» **REQUIREMENT**
Could you please write out the data shown below, exactly and in full?

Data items
PR #4693, opened 2024-08-31
Auth check

aapeliv:
It is currently possible for the react frontend to lose the "persistent" state it keeps in local storage: it seems sometimes when we upgrade the app this happens, and it otherwise too seems flaky.

The website cookies on the other hand are relatively solid. This means that occasionally the frontend thinks it's logged out when in reality the cookie is still there for a valid session. This means that users sometimes need to log in unnecessarily: this (according to metrics) seems to represent about 15-20% of logins. Logging in is a pain and so this metric does not capture the number of people who gave up because they were logged out.

This PR introduces an auth check that will ping the backend (using a new API call called `AuthCheck`) which will return back information about the current auth state, and will re-login the user if their state is out of sync. (In case the frontend thinks it's logged in but the cookie/session is expired, we catch that and log the user out in the frontend.)

[The cookie is not accessible to JS for security reasons, it's only available on the transport layer, so the frontend needs to query the backend about cookie status.]

This continues from https://github.com/Couchers-org/couchers/pull/4560.

**Web frontend checklist**
- [ ] All tests pass

### DIFF
--- a/app/web/features/auth/useAuthStore.ts
+++ b/app/web/features/auth/useAuthStore.ts
@@ -4,7 +4,7 @@ import { GLOBAL } from "i18n/namespaces";
 import Sentry from "platform/sentry";
 import { clearStorage, usePersistedState } from "platform/usePersistedState";
 import { AuthRes, SignupFlowRes } from "proto/auth_pb";
-import { useMemo, useRef, useState } from "react";
+import { useEffect,useMemo, useRef, useState } from "react";
 import { useQueryClient } from "react-query";
 import { service } from "service";
 import isGrpcError from "service/utils/isGrpcError";
@@ -15,6 +15,10 @@ export default function useAuthStore() {
     false
   );
   const [jailed, setJailed] = usePersistedState("auth.jailed", false);
+  const [checkedAuthStatus, setCheckedAuthStatus] = usePersistedState(
+    "auth.checkedAuthStatus",
+    false
+  );
   const [userId, setUserId] = usePersistedState<number | null>(
     "auth.userId",
     null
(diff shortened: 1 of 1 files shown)


nabramow:
Just a big picture question while I wrap my head around this. Was the main issue that the `usePersistedState` hook was not persisting the state?

Reading the PR description I was wondering if this is a bandaid instead of fixing the core issue, but I'm still new to this all.

Do you know how I would replicate this issue? Usually I like to replicate the bug on the main branch, then use your branch to make sure it fixed it.

aapeliv:
> Just a big picture question while I wrap my head around this. Was the main issue that the `usePersistedState` hook was not persisting the state?
> 
> Reading the PR description I was wondering if this is a bandaid instead of fixing the core issue, but I'm still new to this all.

Yes, I guess this is a bandaid. The `usePersistedState` hook is *mostly* working fine, but it seems that sometimes it loses state (possibly around when the frontend is upgraded or similar?). So this is indeed a bandaid around that.

That's a good point. We could look into another way of syncing the cookie with the frontend better as an alternative.

> Do you know how I would replicate this issue? Usually I like to replicate the bug on the main branch, then use your branch to make sure it fixed it.

You can emulate it by: logging in, then going to dev tools and clearing local storage (but not cookies). The cookie will still be there, but the frontend will not know.

app/web/features/auth/useAuthStore.ts
```diff
@@ -131,12 +135,53 @@ export default function useAuthStore() {
...
+            const auth = res.authRes!;
+            setUserId(auth.userId);
+            Sentry.setUser({ id: auth.userId.toString() });
+
+            //this must come after setting the userId, because calling setQueryData
+            //will also cause that query to be background fetched, and it needs
+            //userId to be set.
+            setJailed(auth.jailed);
+            setAuthenticated(true);
+          }
```
nabramow, line 154: Would you want to logout here if `res.loggedIn` equals false? In an else clause for example?

app/web/features/auth/useAuthStore.ts
```diff
@@ -131,12 +135,53 @@ export default function useAuthStore() {
...
+        } catch (e) {
+          Sentry.captureException(e, {
+            tags: {
+              component: "auth/useAuthStore",
+              action: "checkAuthStatus",
+            },
+          });
+          setError(isGrpcError(e) ? e.message : fatalErrorMessage.current);
+        }
+      },
```
nabramow, line 164: Same here would you want to logout in the catch?

app/web/features/auth/useAuthStore.ts
```diff
@@ -131,12 +135,53 @@ export default function useAuthStore() {
         }
         setLoading(false);
       },
+      async checkAuthStatus() {
+        try {
```
nabramow, line 139: I wonder if adding a check `if (authenticated || loading) return;` would help here instead of the useEffect? That's kinda what you're trying to do yeah?

aapeliv: Let me comment here instead of the other two.

`checkAuthStatus` is right now only run if `isAuthenticated` is true, but I've left that condition in the `useEffect`. This is because of the comment at the bottom "there should be no dependenices on the state". I originally had it there, but then read this...

Also, regarding logging out: there is a well functioning mechanism that will log the user out in the frontend if the backend returns an unauthenticated response via the API.

aapeliv:
> I was wondering if this is a bandaid instead of fixing the core issue

This comment made me think some more about this. I think you are right that this is a bit of a poor bandaid. Let me try another technique (based on cookies) to synchronize the backend/frontend better, and if that doesn't work we can come back to this PR!

nabramow:
Okay so one thing I noticed might be an issue. In the `usePersistedState` hook the `storage` key in the function arguments defaults to `localStorage`, but the `clearStorage` function clears the `sessionStorage`.

I'm wondering it that might also be causing some unexpected behavior. Maybe it's not finding the logged in State as the wires are crossed there?

Could also be a race condition if the issue arises from rapid state changes (e.g., during login/logout), then debouncing the state updates to localStorage to prevent race conditions could help.

bakeiro:
Question: are we sure we lose the persistent data every time there is a deployment? or might be another reason?

bakeiro:
Question 2, can we log when a persistent state is deleted? (maybe with Sentry?)

I don't understand how the local storage gets deleted by itself, if this happens every time a new version is deployed I guess that Next.js detects this and deletes the storage after

aapeliv:
Taken over by #4751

» **SOLUTION TO THE EXERCISE**
PR #4693, opened 2024-08-31
Auth check

aapeliv:
It is currently possible for the react frontend to lose the "persistent" state it keeps in local storage: it seems sometimes when we upgrade the app this happens, and it otherwise too seems flaky.

The website cookies on the other hand are relatively solid. This means that occasionally the frontend thinks it's logged out when in reality the cookie is still there for a valid session. This means that users sometimes need to log in unnecessarily: this (according to metrics) seems to represent about 15-20% of logins. Logging in is a pain and so this metric does not capture the number of people who gave up because they were logged out.

This PR introduces an auth check that will ping the backend (using a new API call called `AuthCheck`) which will return back information about the current auth state, and will re-login the user if their state is out of sync. (In case the frontend thinks it's logged in but the cookie/session is expired, we catch that and log the user out in the frontend.)

[The cookie is not accessible to JS for security reasons, it's only available on the transport layer, so the frontend needs to query the backend about cookie status.]

This continues from https://github.com/Couchers-org/couchers/pull/4560.

**Web frontend checklist**
- [ ] All tests pass

### DIFF
--- a/app/web/features/auth/useAuthStore.ts
+++ b/app/web/features/auth/useAuthStore.ts
@@ -4,7 +4,7 @@ import { GLOBAL } from "i18n/namespaces";
 import Sentry from "platform/sentry";
 import { clearStorage, usePersistedState } from "platform/usePersistedState";
 import { AuthRes, SignupFlowRes } from "proto/auth_pb";
-import { useMemo, useRef, useState } from "react";
+import { useEffect,useMemo, useRef, useState } from "react";
 import { useQueryClient } from "react-query";
 import { service } from "service";
 import isGrpcError from "service/utils/isGrpcError";
@@ -15,6 +15,10 @@ export default function useAuthStore() {
     false
   );
   const [jailed, setJailed] = usePersistedState("auth.jailed", false);
+  const [checkedAuthStatus, setCheckedAuthStatus] = usePersistedState(
+    "auth.checkedAuthStatus",
+    false
+  );
   const [userId, setUserId] = usePersistedState<number | null>(
     "auth.userId",
     null
(diff shortened: 1 of 1 files shown)


nabramow:
Just a big picture question while I wrap my head around this. Was the main issue that the `usePersistedState` hook was not persisting the state?

Reading the PR description I was wondering if this is a bandaid instead of fixing the core issue, but I'm still new to this all.

Do you know how I would replicate this issue? Usually I like to replicate the bug on the main branch, then use your branch to make sure it fixed it.

aapeliv:
> Just a big picture question while I wrap my head around this. Was the main issue that the `usePersistedState` hook was not persisting the state?
> 
> Reading the PR description I was wondering if this is a bandaid instead of fixing the core issue, but I'm still new to this all.

Yes, I guess this is a bandaid. The `usePersistedState` hook is *mostly* working fine, but it seems that sometimes it loses state (possibly around when the frontend is upgraded or similar?). So this is indeed a bandaid around that.

That's a good point. We could look into another way of syncing the cookie with the frontend better as an alternative.

> Do you know how I would replicate this issue? Usually I like to replicate the bug on the main branch, then use your branch to make sure it fixed it.

You can emulate it by: logging in, then going to dev tools and clearing local storage (but not cookies). The cookie will still be there, but the frontend will not know.

app/web/features/auth/useAuthStore.ts
```diff
@@ -131,12 +135,53 @@ export default function useAuthStore() {
...
+            const auth = res.authRes!;
+            setUserId(auth.userId);
+            Sentry.setUser({ id: auth.userId.toString() });
+
+            //this must come after setting the userId, because calling setQueryData
+            //will also cause that query to be background fetched, and it needs
+            //userId to be set.
+            setJailed(auth.jailed);
+            setAuthenticated(true);
+          }
```
nabramow, line 154: Would you want to logout here if `res.loggedIn` equals false? In an else clause for example?

app/web/features/auth/useAuthStore.ts
```diff
@@ -131,12 +135,53 @@ export default function useAuthStore() {
...
+        } catch (e) {
+          Sentry.captureException(e, {
+            tags: {
+              component: "auth/useAuthStore",
+              action: "checkAuthStatus",
+            },
+          });
+          setError(isGrpcError(e) ? e.message : fatalErrorMessage.current);
+        }
+      },
```
nabramow, line 164: Same here would you want to logout in the catch?

app/web/features/auth/useAuthStore.ts
```diff
@@ -131,12 +135,53 @@ export default function useAuthStore() {
         }
         setLoading(false);
       },
+      async checkAuthStatus() {
+        try {
```
nabramow, line 139: I wonder if adding a check `if (authenticated || loading) return;` would help here instead of the useEffect? That's kinda what you're trying to do yeah?

aapeliv: Let me comment here instead of the other two.

`checkAuthStatus` is right now only run if `isAuthenticated` is true, but I've left that condition in the `useEffect`. This is because of the comment at the bottom "there should be no dependenices on the state". I originally had it there, but then read this...

Also, regarding logging out: there is a well functioning mechanism that will log the user out in the frontend if the backend returns an unauthenticated response via the API.

aapeliv:
> I was wondering if this is a bandaid instead of fixing the core issue

This comment made me think some more about this. I think you are right that this is a bit of a poor bandaid. Let me try another technique (based on cookies) to synchronize the backend/frontend better, and if that doesn't work we can come back to this PR!

nabramow:
Okay so one thing I noticed might be an issue. In the `usePersistedState` hook the `storage` key in the function arguments defaults to `localStorage`, but the `clearStorage` function clears the `sessionStorage`.

I'm wondering it that might also be causing some unexpected behavior. Maybe it's not finding the logged in State as the wires are crossed there?

Could also be a race condition if the issue arises from rapid state changes (e.g., during login/logout), then debouncing the state updates to localStorage to prevent race conditions could help.

bakeiro:
Question: are we sure we lose the persistent data every time there is a deployment? or might be another reason?

bakeiro:
Question 2, can we log when a persistent state is deleted? (maybe with Sentry?)

I don't understand how the local storage gets deleted by itself, if this happens every time a new version is deployed I guess that Next.js detects this and deletes the storage after

aapeliv:
Taken over by #4751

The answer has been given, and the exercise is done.